Open In App

Python – Group dates in K ranges

Last Updated : 01 May, 2023
Improve
Improve
Like Article
Like
Save
Share
Report

Given a list of dates, group the dates in a successive day ranges from the initial date of the list. We will form a group of each successive range of K dates, starting from the smallest date. 

Input : test_list = [datetime(2020, 1, 4), datetime(2019, 12, 30), datetime(2020, 1, 7), datetime(2019, 12, 27), datetime(2020, 1, 20), datetime(2020, 1, 10)], K = 10

Output : [(0, [datetime.datetime(2019, 12, 27, 0, 0), datetime.datetime(2019, 12, 30, 0, 0), datetime.datetime(2020, 1, 4, 0, 0)]), (1, [datetime.datetime(2020, 1, 7, 0, 0), datetime.datetime(2020, 1, 10, 0, 0)]), (2, [datetime.datetime(2020, 1, 20, 0, 0)])]

Explanation : 27 Dec – 4 Jan is in same group as diff. of dates are less than 10, successively, each set of dates are grouped by 10 days delta.

Input : test_list = [datetime(2020, 1, 4), datetime(2019, 12, 30), datetime(2020, 1, 7), datetime(2019, 12, 27), datetime(2020, 1, 20), datetime(2020, 1, 10)], K = 14

Output : [(0, [datetime.datetime(2019, 12, 27, 0, 0), datetime.datetime(2019, 12, 30, 0, 0), datetime.datetime(2020, 1, 4, 0, 0), datetime.datetime(2020, 1, 7, 0, 0)]), (1, [datetime.datetime(2020, 1, 10, 0, 0), datetime.datetime(2020, 1, 20, 0, 0)])]

Explanation : 27 Dec – 7 Jan is in same group as diff. of dates are less than 14, successively, each set of dates are grouped by 14 days delta.

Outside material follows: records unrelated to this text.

PR #251, opened 2021-08-23
[Zhang Zhiyao] iP

zzybluebell:
**### Instruction** 😃

zzyBluebell 's Duke frees your mind of having to remember things you need to do. It's,

text-based
easy to learn

*FAST SUPER FAST to use*

All you need to do is,

1.   download GUI version V0.2.
2.   Open terminal.
3.   Use <cd> command to navigate to the directory of jar file.
4.   Enter java -jar duke.jar (Prerequisites: jdk installed).
5.   add your ### tasks.
6.   let it manage your tasks for you
7.   And it is FREE!

Features:

[ ]  Managing `Todo` Tasks
[ ]  Managing `Event` Tasks
[ ]  Managing `Deadline` Tasks
[ ]  `Find` specific Tasks

Examples:
-  todo read book 

-  event meeting /at 2021-08-23 17:00
-  deadline return book /by 2021-08-20 12:00
-  find book

If you Java programmer, you can use it to practice Java too. Here's the Launcher class and main method:
``` java
/**
 * A launcher class to workaround classpath issues.
 */
public class Launcher {

    /**
     * The main method for launch the Main class
     * 
     * @param args
     */
        launch(Main.class, args);
    }
}
```
 [Project details can be viewed here](https://github.com/zzybluebell/ip)


src/main/java/Duke/Duke.java
```diff
@@ -0,0 +1,72 @@
+package Duke;
```
ykwei7:
```suggestion
package duke;
```

src/main/java/Duke/Exceptions/DeleteWrongIndexException.java
```diff
@@ -0,0 +1,14 @@
+package Duke.Exceptions;
```
ykwei7: Might be easier to put all the DukeExceptions in a single Java file, and extend by doing public static class for sub-class exceptions

ykwei7 (commented):
Looks good overall. 👍

src/main/java/Duke/Tasks/Find.java
```diff
@@ -0,0 +1,32 @@
...
+import Duke.Tool.TaskList;
+import Duke.Ui;
+
+/**
+ * Represents the Find class
+ */
+public class Find extends Task {
+
+    protected String description;
+    /**
```
ramapriyan912001: Perhaps it would be better for the readability of the code if you left a line space between the end of the field declarations and the constructor?

text-ui-test/input.txt
```diff
@@ -0,0 +1,10 @@
+todo eat
+todo cs2103 tut
```
ramapriyan912001, line 2: Perhaps it would be good to test other commands such as delete too?

ramapriyan912001 (commented):
Overall looks very good!
Perhaps the only minor change I might suggest would be to incorporate an empty line space between the declaration of fields and the declaration of the first constructor.

text-ui-test/input.txt
mingyi456: `find()` would also be good to test I guess?

data/duke.txt
```diff
@@ -0,0 +1,5 @@
+T | 1 | read book
+D | 0 | return book | 2021-08-12 15:30
+E | 0 | project meeting | 2021-08-22 21:30
+T | 1 | join sports club
+T | 0 | work
```
mingyi456, line 5: Not sure why there seems to be 2 data files. Maybe one of them should be deleted?

src/main/java/Duke/Duke.java
mingyi456: I believe packages should be named with all lowercase or something, so `duke` and not `Duke`?

src/main/java/Duke/Exceptions/DeleteWrongIndexException.java
mingyi456: Also, just like your `Duke` package, your `Exceptions` package should be named in lower case, i.e. `exceptions`

src/main/java/Duke/Exceptions/DeleteWrongIndexException.java
```diff
@@ -0,0 +1,14 @@
...
+
+/**
+ * Represents DeleteWrongIndexException class
+ */
+public class DeleteWrongIndexException extends Exception {
+    /**
+     * The Constructor for DeleteWrongIndexException
+     * @param message
```
mingyi456: I think there needs to be a description for the parameter `message` in this JavaDocs line. This appears to be repeated many times, especially in all your `Exception` classes.

src/main/java/Duke/Exceptions/EmptyTaskListException.java
```diff
@@ -0,0 +1,14 @@
+package Duke.Exceptions;
+
+/**
+ * Represents EmptyTaskListException class
+ */
+public class EmptyTaskListException extends Exception{
+    /**
+     * The Constructor for EmptyTaskListException
+     * @param message
```
mingyi456: Please see previous comment regarding JavaDocs.

src/main/java/Duke/Tasks/Task.java
```diff
@@ -0,0 +1,82 @@
+package Duke.Tasks;
+
+import Duke.Tool.Storage;
+import Duke.Tool.TaskList;
+import Duke.Ui;
+
+
+/**
+ * Represents the Task class
```
mingyi456: It would be good to provide more descriptive details in this JavaDocs line, so that reviewers can understand this class better. Currently, I think this is rather vague.

src/main/java/Duke/Tool/Parser.java
```diff
@@ -0,0 +1,259 @@
...
+                    }
+
+                }
+
+            default:
+                throw new NoCommandException(instruction.name());
+            }
+        }
+
+        else {
```
mingyi456: I feel there are too many empty lines in this chunk of code, which affects readibility as a lot more scrolling is needed. Consider cutting down some of them? I noticed this pattern happening elsewhere, but this part is much more pronounced, so I believe you might be adhering to your own internal convention regarding how many blank lines to leave. Even so, I think breaking this convention is worth it if there are going to be this many empty lines.

src/main/java/Duke/Tool/Parser.java
```diff
@@ -0,0 +1,259 @@
...
+        } catch (NoDescriptionException | EmptyTaskListException | NoCommandException | NoTimeException |
+                DeleteWrongIndexException | WrongTimeFormatException e) {
+
+            e.printStackTrace();
+            return null;
+        }
+    }
+
+
+
```
mingyi456: Again, I feel there are too many blank lines here.

mingyi456 (commented):
Overall, the code quality is very much decent, with a few minor nits. I see almost every JavaDocs is too skeletonised, with almost no description of parameters if any. It might be better to have fewer, but more developed JavaDocs, and this would also fit the module requirements better. Also, I think the number of empty lines can be cut down.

Method : Using groupby() + sort()

In this, we sort the dates and then perform grouping of a set of dates depending upon grouping function. 

Python3




# Python3 code to demonstrate working of
# Group dates in K ranges
# Using groupby() + sort()
from itertools import groupby
from datetime import datetime
 
# initializing list
test_list = [datetime(2020, 1, 4),
             datetime(2019, 12, 30),
             datetime(2020, 1, 7),
             datetime(2019, 12, 27),
             datetime(2020, 1, 20),
             datetime(2020, 1, 10)]
              
# printing original list
print("The original list is : " + str(test_list))
 
# initializing K
K = 7
 
# initializing start date
min_date = min(test_list)
 
# utility fnc to form groupings
def group_util(date):
    return (date-min_date).days // K
 
# sorting before grouping
test_list.sort()
 
temp = []
# grouping by utility function to group by K days
for key, val in groupby(test_list , key = lambda date : group_util(date)):
    temp.append((key, list(val)))
 
# using strftime to convert to userfriendly
# format
res = []
for sub in temp:
  intr = []
  for ele in sub[1]:
    intr.append(ele.strftime("%Y/%m/%d"))
  res.append((sub[0], intr))
     
# printing result
print("Grouped Digits : " + str(res))


Output:

The original list is : [datetime.datetime(2020, 1, 4, 0, 0), datetime.datetime(2019, 12, 30, 0, 0), datetime.datetime(2020, 1, 7, 0, 0), datetime.datetime(2019, 12, 27, 0, 0), datetime.datetime(2020, 1, 20, 0, 0), datetime.datetime(2020, 1, 10, 0, 0)]

Grouped Digits : [(0, [‘2019/12/27’, ‘2019/12/30’]), (1, [‘2020/01/04’, ‘2020/01/07’]), (2, [‘2020/01/10’]), (3, [‘2020/01/20’])]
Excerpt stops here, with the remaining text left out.